History of the Peloponnesian War

Thucydides

Thucydides. The English works of Thomas Hobbes of Malmesbury. Hobbes, Thomas. translator. London: John Bohn, 1843.

Upon audience of these ambassadors the Lacedaemonians concluded to send out a colony, both intending the reparation of the injuries done to the Trachinians and to the Dorians and conceiving withal that the town would stand very commodiously for their war with the Athenians, inasmuch as they might thereby have a navy ready, where the passage was but short, against Euboea; and it would much further their conveyance of soldiers into Thrace. And they had their mind wholly bent to the building of the place. First, therefore, they asked counsel of the oracle in Delphi.

And the oracle having bidden them do it, they sent inhabitants thither, both of their own people and of the neighbours about them, and gave leave also to any that would to go thither out of the rest of Greece, save only to the Ionians, Achaeans, and some few other nations. The conductors of the colony were three Lacedaemonians, Leon, Alcidas, and Damagon.

Who, taking it in hand, built the city which is now called Heracleia from the very foundation, being distant from Thermopylae forty furlongs and from the sea twenty. Also they made houses for galleys to lie under, beginning close to Thermopylae against the very strait, to the end to have them the more defensible.

The Athenians, when this city was peopled, were at first afraid and thought it to be set up especially against Euboea; because from thence to Cenaeum, a promontory of Euboea, the passage is but short.
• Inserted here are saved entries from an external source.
PR #685, opened 2026-07-28
Retry and verify the winflexbison3 install on Windows CI

TrevorHansen:
The Windows job on master failed at Configure with `Could NOT find BISON` (run 30353379324). The real cause was upstream: community.chocolatey.org returned 503 during `choco install winflexbison3`, and choco exited 0 anyway after "Chocolatey installed 0/0 packages", so the install step passed silently.

Retry the install up to five times with backoff, and fail the step outright if `win_bison`/`win_flex` never appear, so a feed outage either recovers or fails at the step that caused it.

### DIFF
--- a/.github/workflows/ci.yml
+++ b/.github/workflows/ci.yml
@@ -473,7 +473,17 @@ jobs:
           submodules: 'true'
 
     - name: Install flex and bison
-      run: choco install winflexbison3 --no-progress
+      # choco exits 0 even when the package feed is down ("installed 0/0
+      # packages"), which surfaces later as a confusing missing-BISON
+      # configure error. Retry the install and verify the tools landed.
+      run: |
+        foreach ($attempt in 1..5) {
+          choco install winflexbison3 --no-progress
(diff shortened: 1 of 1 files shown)


aytey:
I actually had a branch in progress on this (not an issue that you've done it), but I was going to solve it via *not* pulling from Choco and using the package for winflexbison3 directly from github.com (also with retries).

Thoughts?

aytey:
Alternative approach is here: https://github.com/stp/stp/pull/689 — it drops Chocolatey entirely and fetches the pinned release archive from upstream instead, so the job no longer depends on `community.chocolatey.org` at all. Same diagnosis as yours, just a different tradeoff (bigger diff and a pinned version, against removing the flaky dependency rather than retrying it). Only one of the two should land — happy for it to be yours.

TrevorHansen:
> Alternative approach is here: #689 — it drops Chocolatey entirely and fetches the pinned release archive from upstream instead, so the job no longer depends on `community.chocolatey.org` at all. Same diagnosis as yours, just a different tradeoff (bigger diff and a pinned version, against removing the flaky dependency rather than retrying it). Only one of the two should land — happy for it to be yours.

Yes, happy to reduce our dependencies.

But it fell out afterwards otherwise than they imagined; for they had no great harm by it, the reason whereof was this.

That the Thessalians, who had the towns of those parts in their power and upon whose ground it was built, afflicted these new planters with a continual war till they had worn them out, though they were many indeed in the beginning. For being the foundation of the Lacedaemonians, everyone went thither boldly, conceiving the city to be an assured one. And chiefly the governors themselves, sent hither from Lacedaemon, undid the business and dispeopled the city by fighting most men away, for that they governed severely and sometimes also unjustly, by which means their neighbours more easily prevailed against them.